Small country school takes big strides with its new radio station
Te Miro School brought in the big guns last week to celebrate the formal launch of its new radio station – TMS Live 106.9FM.
The little country school with big ambition invited Cambridge-based Olympic rower Mahe Drysdale, and Waipa District Mayor Alan Livingston, to join students, family and friends in helping them mark the occasion last Wednesday.
After a cracking introduction via the mic by Oliver Shergold, the group was welcomed by Te Miro principal, Chars Bartling, who described the establishment of the station as a “celebration of learning”.
She later outlined the attached commercial element, saying the school board had agreed to the children running the station like a charity, and a project idea had been channelled through to a local bank.
“In the project, we have asked them to work with the children and myself on setting this up – from legal requirements, a bank account, talking to them about sponsorship – generally setting it up so the children have an understanding of financial literacy.

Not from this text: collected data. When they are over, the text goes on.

PR #1092, opened 2022-01-27
MGMT-9061 - Download kubeconfig button doesn't exist

jgyselov:
https://issues.redhat.com/browse/MGMT-9061

The constant used to indicate installation hasn't started/finished yet is different than the `TIME_ZERO` constant. This was causing the calculated number of days until the kubeconfig file is deleted to be negative which prevented the button from rendering.


jkilzi (approved):

jkilzi:
https://github.com/openshift/assisted-service/pull/3261 fixes the timestamp to its previous value.
We'll need to revert this PR in order to make it work with the latest BE change

PR #1097, opened 2022-01-28
MGMT-9067: Implement the UI for auto-select control plane nodes

jgyselov:
https://issues.redhat.com/browse/MGMT-9067

- [x] No toggle switch will be displayed
- [x] When 1-3 hosts are discovered we should show them with the suggested role ("Control plane, worker") that is not editable
- [x] Hovering the host role should show a tooltip: "To make the role editable, 4 or more hosts need to be discovered."
- [x] When the 4th  host is discovered, we should enable the edit option for the hosts' role and add the dropdown caret
- [x] We should not limit the user with the role selections (the user can select any combination of roles and they will be validated

### DIFF
--- a/src/ocm/components/hosts/HostsDiscoveryTable.tsx
+++ b/src/ocm/components/hosts/HostsDiscoveryTable.tsx
@@ -6,6 +6,7 @@ import {
   getSchedulableMasters,
   Cluster,
   Host,
+  isSingleNodeCluster,
 } from '../../../common';
 import { HostsTableModals, useHostsTable } from './use-hosts-table';
 import {
@@ -24,6 +25,9 @@ import { ExpandComponentProps } from '../../../common/components/hosts/AITable';
 import { AdditionalNTPSourcesDialogToggle } from './AdditionaNTPSourceDialogToggle';
 import { onDiskRoleType } from '../../../common/components/hosts/DiskRole';
 import { Stack, StackItem } from '@patternfly/react-core';
+import { HostsService } from '../../services';
+import { updateHost } from '../../reducers/clusters';
+import { useDispatch } from 'react-redux';
 
 const getExpandComponent = (onDiskRole: onDiskRoleType, canEditDisks: (host: Host) => boolean) => ({
   obj: host,
@@ -60,10 +64,17 @@ const HostsDiscoveryTable: React.FC<HostsDiscoveryTableProps> = ({
     ...modalProps
   } = useHostsTable(cluster);
 
+  const dispatch = useDispatch();
+
   const content = React.useMemo(
     () => [
       hostnameColumn(onEditHost, undefined, actionChecks.canEditHostname),
-      roleColumn(actionChecks.canEditRole, onEditRole, getSchedulableMasters(cluster)),
+      roleColumn(
+        actionChecks.canEditRole,
+        onEditRole,
+        getSchedulableMasters(cluster),
+        !isSingleNodeCluster(cluster),
+      ),
       hardwareStatusColumn(onEditHost),
       discoveredAtColumn,
       cpuCoresColumn,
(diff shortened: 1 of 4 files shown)


src/ocm/components/hosts/HostsDiscoveryTable.tsx
```diff
@@ -60,10 +64,17 @@ const HostsDiscoveryTable: React.FC<HostsDiscoveryTableProps> = ({
...
+
   const content = React.useMemo(
     () => [
       hostnameColumn(onEditHost, undefined, actionChecks.canEditHostname),
-      roleColumn(actionChecks.canEditRole, onEditRole, getSchedulableMasters(cluster)),
+      roleColumn(
+        actionChecks.canEditRole,
+        onEditRole,
+        getSchedulableMasters(cluster),
+        !isSingleNodeCluster(cluster),
```
jkilzi, line 76: Please use `isSNO` from `src/ocm/clusterSelectors` instead

src/ocm/components/hosts/HostsDiscoveryTable.tsx
```diff
@@ -74,6 +85,20 @@ const HostsDiscoveryTable: React.FC<HostsDiscoveryTableProps> = ({
...
+  React.useEffect(() => {
+    const forceRole = async () => {
+      cluster.hosts?.forEach(async (host) => {
+        if (host.role !== 'master') {
+          const { data } = await HostsService.updateRole(cluster.id, host.id, 'master');
+          dispatch(updateHost(data));
+        }
+      });
+    };
+    if (cluster.hosts && cluster.hosts?.length <= 3) {
```
jkilzi, line 97: Isn't the question mark in `cluster.hosts?` redundant?

src/ocm/components/hosts/HostsDiscoveryTable.tsx
```diff
@@ -74,6 +85,20 @@ const HostsDiscoveryTable: React.FC<HostsDiscoveryTableProps> = ({
     [onEditHost, actionChecks.canEditHostname, actionChecks.canEditRole, onEditRole, cluster],
   );
 
+  React.useEffect(() => {
+    const forceRole = async () => {
+      cluster.hosts?.forEach(async (host) => {
+        if (host.role !== 'master') {
+          const { data } = await HostsService.updateRole(cluster.id, host.id, 'master');
```
jkilzi, line 92: What would happen if any of these requests would throw an error?

src/ocm/components/hosts/HostsDiscoveryTable.tsx
```diff
@@ -74,6 +85,20 @@ const HostsDiscoveryTable: React.FC<HostsDiscoveryTableProps> = ({
...
+          dispatch(updateHost(data));
+        }
```
jkilzi, line 94: Would be better written and allow for better error handling if it would be written with [`for await...of`](https://developer.mozilla.org/en-US/docs/Web/JavaScript/Reference/Statements/for-await...of)

```suggestion
      for await (const host of cluster.hosts) {
        if (host.role !== 'master') {
          try {
            const { data } = await HostsService.updateRole(cluster.id, host.id, 'master');
            dispatch(updateHost(data));
          } catch (error) {
            // here comes the error handling part...
          }
        }
```

jkilzi (changes requested):

src/ocm/components/hosts/HostsDiscoveryTable.tsx
jkilzi: ?

src/ocm/components/hosts/HostsDiscoveryTable.tsx
```diff
@@ -74,6 +89,35 @@ const HostsDiscoveryTable: React.FC<HostsDiscoveryTableProps> = ({
     [onEditHost, actionChecks.canEditHostname, actionChecks.canEditRole, onEditRole, cluster],
   );
 
+  React.useEffect(() => {
+    const forceRole = async () => {
+      if (cluster.hosts && cluster.hosts.length <= 3) {
+        try {
+          const promises = [];
+          for await (const host of cluster.hosts) {
```
jkilzi, line 97:
```suggestion
          for (const host of cluster.hosts) {
```
my bad no need for `await` here

jkilzi (approved):

PR #1098, opened 2022-01-30
NO-ISSUE: resolve dependency of common on OCM featureSupportlevel utils

batzionb:
resolves issue of dependency on OCM sentry error handling using a callback

### DIFF
--- a/src/common/components/featureSupportLevels/utils.ts
+++ b/src/common/components/featureSupportLevels/utils.ts
@@ -1,15 +1,15 @@
-import { ClusterFeatureUsage, FeatureId, FeatureIdToSupportLevel } from '../../../common/types';
-import { Cluster } from '../../../common/api/types';
-import { FeatureSupportLevelData } from '../../../common/components/featureSupportLevels/FeatureSupportLevelContext';
-import { captureException } from '../../sentry';
-import * as Sentry from '@sentry/browser';
-import { stringToJSON } from '../../../common/api/utils';
-
 // TODO: move to common since networkConfiguration is dependant on it.
+
+import { Cluster, stringToJSON } from '../../api';
+import { ErrorHandler } from '../../types/errorHandling';
+import { ClusterFeatureUsage, FeatureId, FeatureIdToSupportLevel } from '../../types';
+import { FeatureSupportLevelData } from './FeatureSupportLevelContext';
+
 // will be able to implement it once there's a common error handler
 export const getLimitedFeatureSupportLevels = (
   cluster: Cluster,
   featureSupportLevelData: FeatureSupportLevelData,
+  errorHandler?: ErrorHandler,
 ): FeatureIdToSupportLevel | undefined => {
   try {
     if (!cluster.openshiftVersion) {
@@ -47,11 +47,9 @@ export const getLimitedFeatureSupportLevels = (
     }
     return ret;
   } catch (err) {
-    captureException(
-      err,
-      `Failed to get cluster ${cluster.id} feature support levels`,
-      Sentry.Severity.Warning,
-    );
+    if (errorHandler) {
+      errorHandler(err, `Failed to get cluster ${cluster.id} feature support levels`);
+    }
     return undefined;
   }
 };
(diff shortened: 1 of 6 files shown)


src/common/components/featureSupportLevels/utils.ts
```diff
@@ -47,11 +47,7 @@ export const getLimitedFeatureSupportLevels = (
     }
     return ret;
   } catch (err) {
-    captureException(
-      err,
-      `Failed to get cluster ${cluster.id} feature support levels`,
-      Sentry.Severity.Warning,
-    );
+    errorHandler(err, `Failed to get cluster ${cluster.id} feature support levels`);
```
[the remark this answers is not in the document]
jkilzi: IMHO logging things to the console and passing no `errorHandler` is pretty much the same. Both options are noops, maybe the latter would be useful in local development, but the first could impact the app's performance.
If console.logging is the actual consumer's intention, I'd let them do that explicitly rather than doing that for them implicitly.

src/ocm/sentry.ts
```diff
@@ -16,3 +17,13 @@ export const captureException = (
...
+
+export const sentryErrorHandler: ErrorHandler = (
+  // eslint-disable-next-line @typescript-eslint/no-explicit-any
+  error: any,
+  message?: string,
+  severity = 'error',
+) => {
+  const sentrySeverity = severity === 'error' ? Sentry.Severity.Error : Sentry.Severity.Warning;
+  return captureException(error, message, sentrySeverity);
+};
```
jkilzi, line 29: This is just duplicating what `captureException` already does. What is this good for?

src/ocm/components/featureSupportLevels/ReviewClusterFeatureSupportLevels.tsx
```diff
@@ -113,7 +114,7 @@ export const ClusterFeatureSupportLevelsDetailItem: React.FC<{ cluster: Cluster
   const featureSupportLevelData = useFeatureSupportLevel();
 
   const clusterFeatureSupportLevels = React.useMemo(() => {
-    return getLimitedFeatureSupportLevels(cluster, featureSupportLevelData);
+    return getLimitedFeatureSupportLevels(cluster, featureSupportLevelData, sentryErrorHandler);
```
jkilzi, line 117: Why not just call `captureException`?

```suggestion
    return getLimitedFeatureSupportLevels(cluster, featureSupportLevelData, captureException);
```

src/ocm/sentry.ts
jkilzi: Maybe `captureException` is not a good name and you'd like it to be called `sentryErrorHandling` instead? (If so, I'm with you on this)

jkilzi (changes requested):

src/ocm/sentry.ts
batzionb: it's because of the mismatch in types. I'll find a different way to resolve this

jkilzi: Sorry, I don't see what's the mismatch? Both functions seem to have the same signature

batzionb: the captureException uses the sentry error type, which can't be imported in common

src/common/components/featureSupportLevels/utils.ts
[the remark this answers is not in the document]
batzionb: no need to write IMHO in reviews of my code ;)

batzionb:
I thought about this in general, the sentry error handling is also not good, since for every polling of the cluster it'll report an error to santry, which anyhow gets too many errors, and it's complex to make this not happen. 
Maybe we should avoid the error handling all together. The chances featureUsage is wrong is low, and if it is there will be a bug and we'll fix the bug. 
I think better to remove the dependency and not handle this error

src/ocm/sentry.ts
jkilzi: Then why not refactor `captureException` so it can receive a generic type for the severity argument?

jkilzi:
> I thought about this in general, the sentry error handling is also not good, since for every polling of the cluster it'll report an error to santry, which anyhow gets too many errors, and it's complex to make this not happen. Maybe we should avoid the error handling all together. The chances featureUsage is wrong is low, and if it is there will be a bug and we'll fix the bug. I think better to remove the dependency and not handle this error

There is no problem with having the same issue reported multiple times. It's actually worse if we'll have no visibility over such issues.

jkilzi (approved):

PR #1114, opened 2022-02-01
MGMT-9137: Disk Encryption - radio buttons will appear below "enable on" switch buttons

DanielleChason:
https://issues.redhat.com/browse/MGMT-9137

image

### DIFF
--- a/src/common/components/clusterConfiguration/DiskEncryptionFields/DiskEncryptionMode.tsx
+++ b/src/common/components/clusterConfiguration/DiskEncryptionFields/DiskEncryptionMode.tsx
@@ -65,8 +65,6 @@ export interface DiskEncryptionModeProps extends DiskEncryptionValues {
 }
 
 export const DiskEncryptionMode: React.FC<DiskEncryptionModeProps> = ({
-  enableDiskEncryptionOnMasters,
-  enableDiskEncryptionOnWorkers,
   diskEncryptionMode,
   isDisabled,
 }) => {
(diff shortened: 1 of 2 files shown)


src/common/components/clusterConfiguration/DiskEncryptionFields/DiskEncryptionMode.tsx
```diff
@@ -94,19 +92,18 @@ export const DiskEncryptionMode: React.FC<DiskEncryptionModeProps> = ({
...
-            <StackItem>
-              <TextContent>
-                <Text component={TextVariants.h6}>Tang servers</Text>
-              </TextContent>
-            </StackItem>
-            &nbsp;
-            <TangServers isDisabled={isDisabled} />
-          </Stack>
-        )}
+      {diskEncryptionMode == 'tang' && (
```
jkilzi, line 95:
```suggestion
      {diskEncryptionMode === 'tang' && (
```

jkilzi (approved):

nirfarkas:
Maybe change the wording to:
"To use this encryption, enable TPMv2 encryption in the BIOS of each selected host."

jkilzi:
> Maybe change the wording of the inline warning to: "To use this encryption, enable TPMv2 encryption in the BIOS of each selected host." and we need to add "on" for the workers' label so it will be: "Enable encryption of installation disks on workers"

I would suggest also saying "To use this encryption method,..." instead of "To use this encryption,..."

PR #1117, opened 2022-02-02
MGMT-8342 : Update approval popover

rawagner:
Screenshot from 2022-02-02 12-46-43

@ShiranHi Can you take a look ?
I dropped the MAC address field as we dropped it in mass approve modal too.


ShiranHi:
@rawagner the text is geat, @nirfarkas please let us know if you have any input on this. 
Re. the popover: can we make it not that wide, I think it is too hard to read such a long text line, wdyt? 
Could be like this: https://marvelapp.com/prototype/haechg7/screen/83677573

rawagner:
@ShiranHi updated. Im not sure if we want to put the `approving.` on another line ? Seems bit unnecessary to me.

ShiranHi:
@rawagner looks good to me

nirfarkas:
Why do we need the host name in the popover?

nirfarkas:
FYI Allison

rawagner:
> Why do we need the host name in the popover?

not sure, i would prefer to drop it

ShiranHi:
> > Why do we need the host name in the popover?

To make sure the users understand that popover is about this host, and also sometimes the hostname has changed (and then we show the original one)

wolfeallison:
Hi! It feels pretty repetitive in the header and the first sentence of the body. What do you think of removing the first sentence? So it would be: 
"**Approve host to add it to the infrastructure.** 

Make sure that you expect and recognize the host before approving. 
hostname: localhost

Approve host"

rawagner:
> > > Why do we need the host name in the popover?
> 
> To make sure the users understand that popover is about this host, and also sometimes the hostname has changed (and then we show the original one)

uh, i dont do that right now. The hostname that is shown in popup is the changed one. Do we really want to show original ? wouldnt that be confusing ? What if somebody else changed the hostname and now Im deleting..suddenly the hostname is different than the one shown in the table

ShiranHi:
@rawagner I am sorry it was not clear, maybe it should be "Original hostname"? and maybe it should appear only when the name has changed?

jtomasek (approved):

rawagner:
/hold

needs some more discussion with UXD

mareklibra:
Reverting.
@rawagner please file a new PR if you want this or an update in master. I am sorry for the mess, too late notice.

PR #1119, opened 2022-02-02
MGMT-8999: Add hosts tab is displayed for an SNO cluster created via OCM

jgyselov:
https://issues.redhat.com/browse/MGMT-8999


src/ocm/components/AddHosts/utils.ts
```diff
@@ -1,27 +1,22 @@
...
     ) {
-      isAllowed = true;
-    }
-
-    if (cluster.aiCluster && cluster.aiCluster['high_availability_mode'] === 'None') {
-      isAllowed = false;
+      return true;
+    } else if (
+      (cluster.state === 'ready' && cluster.product?.id == 'OCP-AssistedInstaller') ||
+      cluster.cloud_provider?.id == 'baremetal'
```
jkilzi, line 15:
```suggestion
      cluster.cloud_provider?.id === 'baremetal'
```

jgyselov: thx

src/ocm/components/AddHosts/utils.ts
```diff
@@ -1,27 +1,22 @@
...
     ) {
-      isAllowed = true;
-    }
-
-    if (cluster.aiCluster && cluster.aiCluster['high_availability_mode'] === 'None') {
-      isAllowed = false;
+      return true;
+    } else if (
+      (cluster.state === 'ready' && cluster.product?.id == 'OCP-AssistedInstaller') ||
+      cluster.cloud_provider?.id === 'baremetal'
```
jkilzi, line 15: cluster.aiCluster might be defined && the entire condition holds && isSNO(cluster.aiCluster) === true -> BOOM!

jkilzi: I think we should return false immediately if it is SNO, regardless of the status

jgyselov: So like switch the order? First we check if `cluster.aiCluster` is defined, then if it's not SNO and the status last?  @jkilzi

jkilzi:
```javascript
if (cluster.aiCluster) {
      if (!isSNO(cluster.aiCluster)) {
        return cluster.aiCluster.status === "installed";
      } else {
        return false;
      }
    }
```

jgyselov: LGTM, if we want to nest the conditions. :shrug:

jgyselov: The logic stays the same -- all three conditions must be true for the function to be true.

src/ocm/components/AddHosts/types.ts
```diff
@@ -37,5 +37,16 @@ export type OcmClusterType = {
...
 
+  metrics?: {
+    nodes: [
+      {
+        compute?: number;
+        infra?: number;
+        master?: number;
+        total?: number;
+      },
+    ];
```
jkilzi, line 48: OMG, this is not always an array!!!

image

jkilzi (approved):

PR #1133, opened 2022-02-07
NO-ISSUE: Reset tang servers' fields in different scenarios

DanielleChason:
The different scenarios can be seen in the video (https://youtu.be/sfgRzMkisJA). 
For example, if the user fills the url and/or thumbprint fields of the tang server and then regrets and cancel the encryption, those fields will be reset to their initial values. Same thing will happen if he switches from SNO to a regular cluster. 
As long as on of the "enable on masters" and "enable on workers" is on, the tang servers' fields will maintain their current values. 

Relates to #1114

### DIFF
--- a/src/cim/components/ClusterDeployment/ClusterDeploymentWizardFooter.tsx
+++ b/src/cim/components/ClusterDeployment/ClusterDeploymentWizardFooter.tsx
@@ -47,7 +47,7 @@ const ValidationSection = ({
           title="Provided cluster configuration is not valid"
           isInline
         >
-          The following fields are not valid:{' '}
+          The following fields are invalid or missing:{' '}
           {errorFields
             .map((field: string) => CLUSTER_DEPLOYMENT_FIELD_LABELS[field] || field)
             .join(', ')}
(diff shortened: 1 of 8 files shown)


jkilzi:
@DanielleChason we need:
- [ ] A JIRA bug in order to track this issue
- [ ] Please update this PR's title, it must include the issue number
- [ ] Link to the PR in the bug and vice-versa

jkilzi:
@DanielleChason we need a tracking JIRA ticket for this PR

jkilzi (dismissed):
TangServers has still 2 issues:
1. The first time an URL/thumbprint is entered a warning is displayed in the console: "Warning: A component is changing an uncontrolled input of type url to be controlled..."
2. While removing a tang server from the list: "Warning: Can't perform a React state update on an unmounted component."

We need an additional JIRA ticket in order to track those issues, the impact is minor since the users won't see these errors in the production bundle. @DanielleChason please open a new bug for those issues.

jkilzi (approved):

“I also want them to work towards achieving their goals, badges, T-shirts, streaming over the internet – and not just getting it all through the PTA and board. They will be a voice for our community, and could do their own fundraising for themselves and others, like helping the senior children finance the William Pike Challenge in 2014.
“But at the moment, the most important thing for them is the badges and T-shirts.”
The radio station has been set up by a group of six – organised in full business mode. They are: CEO Georgia Boyd; second-in-command Siobhan Tobin; treasurer Archie Tonks; executive officer Oliver Shergold, and DJs Chris Goonan, Finn Hood, Lucian Head and Rohan Szabo-Kiri.The radio station has been set up by a group of six – organised in full business mode. They are: CEO Georgia Boyd; second-in-command Siobhan Tobin; treasurer Archie Tonks; executive officer Oliver Shergold, and DJs Chris Goonan, Finn Hood, Lucian Head and Rohan Szabo-Kiri.
In her address to guests, Georgia thanked the PTA and Board of Trustees for helping making the station possible, and Pub Charities for accepting the grant application.
“At the beginning of the year, we started developing the radio station,” she said.
“We learned how to use easi speaks for recording, speak fluently and with expression, developed ideas to share over the air so we can share our learning with children and parents.”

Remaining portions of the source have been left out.